* [What you will do]: Please give back, word for word, only the lines starting at the one containing "it's not you, uni" and ending at the one containing "I think some" within the material below.

☆ ☆ ☆

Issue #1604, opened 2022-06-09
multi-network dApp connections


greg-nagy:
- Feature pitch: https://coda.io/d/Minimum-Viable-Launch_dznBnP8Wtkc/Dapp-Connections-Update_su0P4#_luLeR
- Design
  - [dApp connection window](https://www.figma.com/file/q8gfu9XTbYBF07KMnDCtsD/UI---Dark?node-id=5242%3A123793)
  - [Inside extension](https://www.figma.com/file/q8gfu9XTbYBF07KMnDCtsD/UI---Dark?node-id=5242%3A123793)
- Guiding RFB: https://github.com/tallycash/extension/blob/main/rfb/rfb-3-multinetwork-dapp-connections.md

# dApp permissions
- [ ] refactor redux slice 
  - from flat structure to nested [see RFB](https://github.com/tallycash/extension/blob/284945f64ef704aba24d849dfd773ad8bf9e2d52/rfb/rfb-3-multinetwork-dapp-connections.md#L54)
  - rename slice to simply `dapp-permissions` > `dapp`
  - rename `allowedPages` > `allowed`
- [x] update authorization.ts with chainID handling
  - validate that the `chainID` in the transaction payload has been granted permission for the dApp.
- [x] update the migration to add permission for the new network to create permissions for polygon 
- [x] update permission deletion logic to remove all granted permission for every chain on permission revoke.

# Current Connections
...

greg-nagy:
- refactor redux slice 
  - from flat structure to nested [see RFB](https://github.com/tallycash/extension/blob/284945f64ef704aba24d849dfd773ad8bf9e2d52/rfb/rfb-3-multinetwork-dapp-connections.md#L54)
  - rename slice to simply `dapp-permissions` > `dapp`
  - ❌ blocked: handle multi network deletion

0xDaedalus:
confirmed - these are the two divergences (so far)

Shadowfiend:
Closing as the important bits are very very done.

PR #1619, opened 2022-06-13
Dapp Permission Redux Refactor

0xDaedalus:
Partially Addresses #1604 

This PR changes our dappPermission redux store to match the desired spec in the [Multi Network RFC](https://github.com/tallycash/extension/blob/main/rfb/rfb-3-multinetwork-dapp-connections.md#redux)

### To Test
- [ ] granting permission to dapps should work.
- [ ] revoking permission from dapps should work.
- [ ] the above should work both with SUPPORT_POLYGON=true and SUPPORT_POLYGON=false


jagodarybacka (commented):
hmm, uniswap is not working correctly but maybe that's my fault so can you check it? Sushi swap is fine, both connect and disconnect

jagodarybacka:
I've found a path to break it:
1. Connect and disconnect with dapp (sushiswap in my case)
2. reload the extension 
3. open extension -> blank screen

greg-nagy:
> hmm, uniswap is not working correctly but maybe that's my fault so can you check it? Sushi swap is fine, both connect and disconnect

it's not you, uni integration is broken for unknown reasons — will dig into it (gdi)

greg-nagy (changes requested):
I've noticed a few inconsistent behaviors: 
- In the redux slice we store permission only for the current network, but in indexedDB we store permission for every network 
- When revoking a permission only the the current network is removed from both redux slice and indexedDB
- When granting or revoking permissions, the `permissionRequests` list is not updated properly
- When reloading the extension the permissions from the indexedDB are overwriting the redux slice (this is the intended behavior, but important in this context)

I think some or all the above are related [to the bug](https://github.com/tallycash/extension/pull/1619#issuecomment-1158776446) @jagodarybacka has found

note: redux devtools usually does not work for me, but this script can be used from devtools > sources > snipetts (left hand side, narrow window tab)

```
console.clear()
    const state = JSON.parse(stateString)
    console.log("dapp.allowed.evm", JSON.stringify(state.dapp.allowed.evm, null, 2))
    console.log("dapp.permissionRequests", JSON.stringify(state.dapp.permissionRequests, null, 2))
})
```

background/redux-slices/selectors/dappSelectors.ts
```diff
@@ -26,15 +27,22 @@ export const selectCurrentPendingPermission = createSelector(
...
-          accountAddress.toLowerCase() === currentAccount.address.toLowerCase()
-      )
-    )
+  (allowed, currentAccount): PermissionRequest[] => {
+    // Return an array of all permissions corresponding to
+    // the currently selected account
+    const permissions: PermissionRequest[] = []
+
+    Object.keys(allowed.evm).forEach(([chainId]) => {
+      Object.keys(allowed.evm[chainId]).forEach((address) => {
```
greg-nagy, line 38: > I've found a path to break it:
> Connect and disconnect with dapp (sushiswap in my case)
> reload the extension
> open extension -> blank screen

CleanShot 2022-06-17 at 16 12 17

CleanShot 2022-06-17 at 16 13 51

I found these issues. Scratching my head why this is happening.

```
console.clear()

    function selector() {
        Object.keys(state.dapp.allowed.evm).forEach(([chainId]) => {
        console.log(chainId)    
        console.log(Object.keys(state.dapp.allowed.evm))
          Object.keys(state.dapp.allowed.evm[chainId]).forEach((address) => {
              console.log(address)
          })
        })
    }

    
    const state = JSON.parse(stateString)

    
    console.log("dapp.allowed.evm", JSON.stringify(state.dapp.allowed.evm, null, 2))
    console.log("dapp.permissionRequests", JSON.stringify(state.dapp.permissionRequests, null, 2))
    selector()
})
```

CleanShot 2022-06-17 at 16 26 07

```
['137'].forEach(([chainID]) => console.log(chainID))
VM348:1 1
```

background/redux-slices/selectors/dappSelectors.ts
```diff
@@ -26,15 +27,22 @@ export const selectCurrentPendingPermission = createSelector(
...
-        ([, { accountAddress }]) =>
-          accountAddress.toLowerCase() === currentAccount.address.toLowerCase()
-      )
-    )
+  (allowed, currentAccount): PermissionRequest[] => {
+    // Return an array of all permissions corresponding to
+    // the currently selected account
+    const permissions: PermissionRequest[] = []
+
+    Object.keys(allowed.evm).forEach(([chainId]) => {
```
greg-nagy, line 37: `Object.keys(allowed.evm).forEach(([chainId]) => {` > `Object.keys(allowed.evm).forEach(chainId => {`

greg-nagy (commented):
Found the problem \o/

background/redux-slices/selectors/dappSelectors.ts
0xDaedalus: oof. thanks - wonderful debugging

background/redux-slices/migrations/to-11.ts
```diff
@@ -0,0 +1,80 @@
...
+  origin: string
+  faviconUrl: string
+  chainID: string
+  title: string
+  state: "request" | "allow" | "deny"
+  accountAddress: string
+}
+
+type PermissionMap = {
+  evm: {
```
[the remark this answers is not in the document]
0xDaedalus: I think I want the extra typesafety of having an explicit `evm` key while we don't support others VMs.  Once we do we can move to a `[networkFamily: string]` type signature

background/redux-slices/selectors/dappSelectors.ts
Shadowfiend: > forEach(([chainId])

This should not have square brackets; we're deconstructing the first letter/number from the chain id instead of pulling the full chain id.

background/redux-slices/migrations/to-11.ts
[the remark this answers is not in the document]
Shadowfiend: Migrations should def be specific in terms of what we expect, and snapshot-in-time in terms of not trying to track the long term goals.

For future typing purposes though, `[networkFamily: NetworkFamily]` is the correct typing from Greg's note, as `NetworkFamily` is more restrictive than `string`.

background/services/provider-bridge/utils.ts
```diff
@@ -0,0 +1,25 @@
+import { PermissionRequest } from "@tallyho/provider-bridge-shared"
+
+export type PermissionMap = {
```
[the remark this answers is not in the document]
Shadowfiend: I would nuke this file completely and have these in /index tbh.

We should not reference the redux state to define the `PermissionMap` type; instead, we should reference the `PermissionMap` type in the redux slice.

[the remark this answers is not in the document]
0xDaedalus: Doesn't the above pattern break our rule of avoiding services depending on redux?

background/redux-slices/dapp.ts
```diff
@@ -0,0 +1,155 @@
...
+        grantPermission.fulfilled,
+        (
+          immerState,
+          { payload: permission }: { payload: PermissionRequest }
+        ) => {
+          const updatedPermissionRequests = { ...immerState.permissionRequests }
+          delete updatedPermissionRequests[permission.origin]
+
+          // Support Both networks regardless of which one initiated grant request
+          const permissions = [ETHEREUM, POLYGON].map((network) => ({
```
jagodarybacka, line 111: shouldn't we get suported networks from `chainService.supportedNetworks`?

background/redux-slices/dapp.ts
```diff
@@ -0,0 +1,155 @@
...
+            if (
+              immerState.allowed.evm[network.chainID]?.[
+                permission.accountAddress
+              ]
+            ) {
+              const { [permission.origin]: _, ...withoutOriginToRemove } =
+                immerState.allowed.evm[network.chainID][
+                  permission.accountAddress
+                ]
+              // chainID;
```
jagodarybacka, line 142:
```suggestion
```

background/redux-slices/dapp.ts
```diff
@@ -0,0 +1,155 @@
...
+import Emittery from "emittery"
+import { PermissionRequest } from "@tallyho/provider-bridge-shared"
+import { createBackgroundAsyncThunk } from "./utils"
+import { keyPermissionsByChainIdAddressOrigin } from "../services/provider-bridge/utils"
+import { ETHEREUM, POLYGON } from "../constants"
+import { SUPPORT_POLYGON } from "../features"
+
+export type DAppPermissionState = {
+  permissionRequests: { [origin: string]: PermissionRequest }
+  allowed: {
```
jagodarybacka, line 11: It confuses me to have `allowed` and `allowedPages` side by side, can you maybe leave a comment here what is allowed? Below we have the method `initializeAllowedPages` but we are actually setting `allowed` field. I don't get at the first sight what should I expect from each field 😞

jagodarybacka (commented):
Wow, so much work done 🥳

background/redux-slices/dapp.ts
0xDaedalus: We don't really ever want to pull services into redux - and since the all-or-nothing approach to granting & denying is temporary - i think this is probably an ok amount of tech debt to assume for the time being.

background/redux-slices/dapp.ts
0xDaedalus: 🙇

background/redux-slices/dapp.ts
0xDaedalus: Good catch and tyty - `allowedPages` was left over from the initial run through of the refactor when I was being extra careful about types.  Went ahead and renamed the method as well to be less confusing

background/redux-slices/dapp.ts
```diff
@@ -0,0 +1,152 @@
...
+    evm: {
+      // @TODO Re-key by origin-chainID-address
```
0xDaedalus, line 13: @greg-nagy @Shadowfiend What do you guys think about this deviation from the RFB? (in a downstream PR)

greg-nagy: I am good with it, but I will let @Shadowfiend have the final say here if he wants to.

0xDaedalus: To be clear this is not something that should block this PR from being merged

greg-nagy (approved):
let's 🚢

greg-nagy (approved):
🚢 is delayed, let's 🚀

☆ ☆ ☆

* [Output below]:
it's not you, uni integration is broken for unknown reasons — will dig into it (gdi)

greg-nagy (changes requested):
I've noticed a few inconsistent behaviors: 
- In the redux slice we store permission only for the current network, but in indexedDB we store permission for every network 
- When revoking a permission only the the current network is removed from both redux slice and indexedDB
- When granting or revoking permissions, the `permissionRequests` list is not updated properly
- When reloading the extension the permissions from the indexedDB are overwriting the redux slice (this is the intended behavior, but important in this context)

I think some or all the above are related [to the bug](https://github.com/tallycash/extension/pull/1619#issuecomment-1158776446) @jagodarybacka has found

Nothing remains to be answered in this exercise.